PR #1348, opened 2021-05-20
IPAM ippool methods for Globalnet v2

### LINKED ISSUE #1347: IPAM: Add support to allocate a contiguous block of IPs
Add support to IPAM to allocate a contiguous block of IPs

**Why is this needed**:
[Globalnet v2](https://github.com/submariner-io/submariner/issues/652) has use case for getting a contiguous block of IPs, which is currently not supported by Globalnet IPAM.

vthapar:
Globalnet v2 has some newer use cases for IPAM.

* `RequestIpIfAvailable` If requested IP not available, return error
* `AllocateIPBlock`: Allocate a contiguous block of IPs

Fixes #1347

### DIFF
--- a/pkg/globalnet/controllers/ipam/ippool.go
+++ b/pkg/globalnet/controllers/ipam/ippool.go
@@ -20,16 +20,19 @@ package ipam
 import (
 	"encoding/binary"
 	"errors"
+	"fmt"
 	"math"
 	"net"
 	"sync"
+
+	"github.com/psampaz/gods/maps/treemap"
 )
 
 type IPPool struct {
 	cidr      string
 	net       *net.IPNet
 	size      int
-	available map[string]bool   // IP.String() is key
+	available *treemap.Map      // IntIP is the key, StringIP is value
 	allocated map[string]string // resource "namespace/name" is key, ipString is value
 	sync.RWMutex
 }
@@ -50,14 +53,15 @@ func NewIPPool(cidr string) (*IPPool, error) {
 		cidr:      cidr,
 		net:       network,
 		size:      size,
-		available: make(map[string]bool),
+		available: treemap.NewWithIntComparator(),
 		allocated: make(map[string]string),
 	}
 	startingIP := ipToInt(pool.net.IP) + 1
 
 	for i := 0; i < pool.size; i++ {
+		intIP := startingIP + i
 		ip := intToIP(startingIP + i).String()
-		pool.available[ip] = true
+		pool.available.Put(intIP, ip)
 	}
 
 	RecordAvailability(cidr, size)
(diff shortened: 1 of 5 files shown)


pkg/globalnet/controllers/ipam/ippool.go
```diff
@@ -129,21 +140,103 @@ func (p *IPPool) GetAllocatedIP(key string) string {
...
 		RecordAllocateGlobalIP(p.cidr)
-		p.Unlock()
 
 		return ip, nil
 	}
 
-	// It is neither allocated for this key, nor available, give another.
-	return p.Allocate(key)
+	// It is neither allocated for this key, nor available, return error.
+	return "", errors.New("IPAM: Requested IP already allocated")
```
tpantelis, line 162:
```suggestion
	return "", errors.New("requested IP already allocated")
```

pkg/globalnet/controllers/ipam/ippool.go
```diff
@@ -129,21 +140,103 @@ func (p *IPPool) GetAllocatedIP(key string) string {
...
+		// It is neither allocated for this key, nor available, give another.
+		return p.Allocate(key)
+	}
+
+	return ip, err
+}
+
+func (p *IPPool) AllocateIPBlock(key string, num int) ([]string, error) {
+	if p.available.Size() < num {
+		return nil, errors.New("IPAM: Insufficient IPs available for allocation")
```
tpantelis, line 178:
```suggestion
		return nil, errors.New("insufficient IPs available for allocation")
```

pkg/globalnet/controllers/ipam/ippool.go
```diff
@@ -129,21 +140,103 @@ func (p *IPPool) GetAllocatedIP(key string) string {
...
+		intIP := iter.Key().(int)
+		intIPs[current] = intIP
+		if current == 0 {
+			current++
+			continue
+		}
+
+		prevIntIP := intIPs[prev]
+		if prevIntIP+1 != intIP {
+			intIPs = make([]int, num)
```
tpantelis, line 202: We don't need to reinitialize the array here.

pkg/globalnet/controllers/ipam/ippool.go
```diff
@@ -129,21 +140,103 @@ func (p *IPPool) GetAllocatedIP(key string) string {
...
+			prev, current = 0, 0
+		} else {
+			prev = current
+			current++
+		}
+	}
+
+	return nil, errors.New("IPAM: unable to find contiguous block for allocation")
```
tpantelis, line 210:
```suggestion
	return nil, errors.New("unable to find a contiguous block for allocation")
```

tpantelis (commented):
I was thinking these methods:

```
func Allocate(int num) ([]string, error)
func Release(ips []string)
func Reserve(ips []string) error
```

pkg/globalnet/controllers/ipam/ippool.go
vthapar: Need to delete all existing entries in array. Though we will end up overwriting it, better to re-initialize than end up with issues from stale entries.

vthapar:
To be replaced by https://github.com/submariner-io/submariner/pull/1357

* _WORK ORDER_: Copy every line of the material above in which the word "bool" appears.

* _TASK RESPONSE_:
-	available map[string]bool   // IP.String() is key
-		available: make(map[string]bool),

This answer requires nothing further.